I put in my old CPR and that read 3.95 Bar. Two bad / borderline CPRs? 

My car is a bit off, runs very lean at higher RPM / load so I was thinking high CPR makes things lean
so that might be the root of the problem.
I just don't know how sensitive these things are ... is +0.2 Bar enough to throw things off majorly? 

Good CPRs are rather expensive so I don't want to buy yet another one. 
The Dizzy was supposably rebuilt. 

Should I try to lower the system pressure a smidgen?


----------



## Butcher (Jan 31, 2001)

How about adjusting the control pressure regulator?

How common? EVERY regulator I installed while working at the dealership [30 years], the control pressure was tested and adjusted. These are with new ones too. They were not rebuilt back then.

There are several links out there. I hacked mine and adjusted the pressure that made my POS run pretty darn good in every situation. It's easy to hammer the pin in, but typically it results pushing the pin in too much. The screw trick works great to raise it up a bit.
http://www.924board.org/viewtopic.php?t=20665

Always question your gauges. How do you know your gauge is correct?


----------



## CALLAWAY TURBO (Aug 27, 2005)

Butcher said:


> How about adjusting the control pressure regulator?
> 
> How common? EVERY regulator I installed while working at the dealership [30 years], the control pressure was tested and adjusted. These are with new ones too. They were not rebuilt back then.
> 
> ...


Well ... how would I check my gauge? 
I bought it new but that was over a decade ago. 
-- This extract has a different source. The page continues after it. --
PR #2604, opened 2024-07-03
Content Helper: Implement AI feature permissions

acicovic:
## Description
With this PR, we're implementing Content Helper AI feature permissions in the back-end and front-end, as the continuation of the work introduced in #2554.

I've toyed with getting the UTCIS-V programable WUR but its $$$
Plus I'm not 100 percent sure the WUR is causing a serious issue ... its just slightly high control pressure which would lean things out a bit. 
The 924 stuff looks VERY interesting but man I don't want this to turn into another project!


----------



## Butcher (Jan 31, 2001)

I was a Shop Foreman for most of my carrier while working at a dealership [30 years and 24 as a Foreman]. I had one guy [Mike, he was an idiot] that was having issues diagnosing some electrical item. I do not recall what system but nothing was making sense. After several hours I suggested that he use another DVOM and low and behold, the values on his meter were wrong. Mike spent hours wasting his time trusting his tool. He replaced the battery in his Fluke meter and low and behold, the meter was now working properly. The next shop meeting I had, I handed out batteries to every mechanic and told them to replace their battery in their Fluke meter. I've only seen this twice in 30 years.

Do you know how many mechanics trust the fuel gauge only to find out the engine is not running because the gauge reads half and it's really empty? It's embarrassing to work on a car for hours only to find out it's out of gas.

So, I have always remembered Mike's story when I diagnose something that is not going right. That is why I asked if your gauge is reading correctly. New does not mean it's good. I do not know how to check it unless you compared it to another gauge. If two of them are reading the same, then the odds are that they are good [vs having two bad gauges]. This also applies to engine over heating. Most rely on the factory gauges and they are not that reliable as they get older.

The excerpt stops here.